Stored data

PR #75, opened 2025-05-27
fix: no declared logging capability which actually not support yet

### LINKED ISSUE #74: [Bug]: The server actually not support "Logging" capability as it declared
I use client tools [mcp-cli-host](https://github.com/vincent-pli/mcp-cli-host),
it will try to set log level if server declared supporting, but get the error:
`Error initializing server terraform: Method logging/setLevel not found`

vincent-pli:
fix #74

### DIFF
--- a/cmd/terraform-mcp-server/main.go
+++ b/cmd/terraform-mcp-server/main.go
@@ -62,7 +62,6 @@ func NewServer(version string, opts ...server.ServerOption) *server.MCPServer {
 	defaultOpts := []server.ServerOption{
 		server.WithToolCapabilities(true),
 		server.WithResourceCapabilities(true, true),
-		server.WithLogging(),
 	}
 	opts = append(defaultOpts, opts...)
 


BBBmau (commented):
can you link where this is documented as not supported? It looks to be supported based on the mark3labs source code: https://github.com/mark3labs/mcp-go/blob/c7c0e13ad2675746f78b2580ad4a8de57b2bbbc6/server/server.go#L266-L270

vincent-pli:
@BBBmau 
Yes, the `mcp-go` use 
```
func WithLogging() ServerOption {
	return func(s *MCPServer) {
		s.capabilities.logging = mcp.ToBoolPtr(true)
	}
}
```
to declared itself support `logging`, it add "logging = true" in `capability` of server  to  a `mcp client` (for example [mcp_cli_host](https://github.com/vincent-pli/mcp-cli-host))

but actually, to really support `logging`, the server must support two function:
- logging/setLevel (this function is for client, since client will call the function to set the level of log)
- notifications/message (this function is called by server itself, to send notification to client, as I mentioned in #76)

but we actually not have such thing, so should not declared supported(by call `WithLogging`) 

please check the specification: https://modelcontextprotocol.io/specification/2025-03-26/server/utilities/logging

BBBmau:
ah so from my understanding is although we support logging on server side we would need client support which is something we don't have control over. Thanks for the explanation, i'll be merging this in and looking into the second issue you made.

PR #80, opened 2025-06-04
update base image to scratch

mukeshjc:
the CVEs mentioned are currently present in the latest version of alpine images and busybox releases.

updating the image to `scratch` to reduce the vulnerability surface area.

https://security.alpinelinux.org/branch/edge-main (look for busybox related CVEs)

---
main CVE's reported during CI execution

> [Your goal]: Whenever a line of the data holds the string "client", pick that line out.

> [Written reply]:
I use client tools [mcp-cli-host](https://github.com/vincent-pli/mcp-cli-host),
to declared itself support `logging`, it add "logging = true" in `capability` of server  to  a `mcp client` (for example [mcp_cli_host](https://github.com/vincent-pli/mcp-cli-host))
- logging/setLevel (this function is for client, since client will call the function to set the level of log)
- notifications/message (this function is called by server itself, to send notification to client, as I mentioned in #76)
ah so from my understanding is although we support logging on server side we would need client support which is something we don't have control over. Thanks for the explanation, i'll be merging this in and looking into the second issue you made.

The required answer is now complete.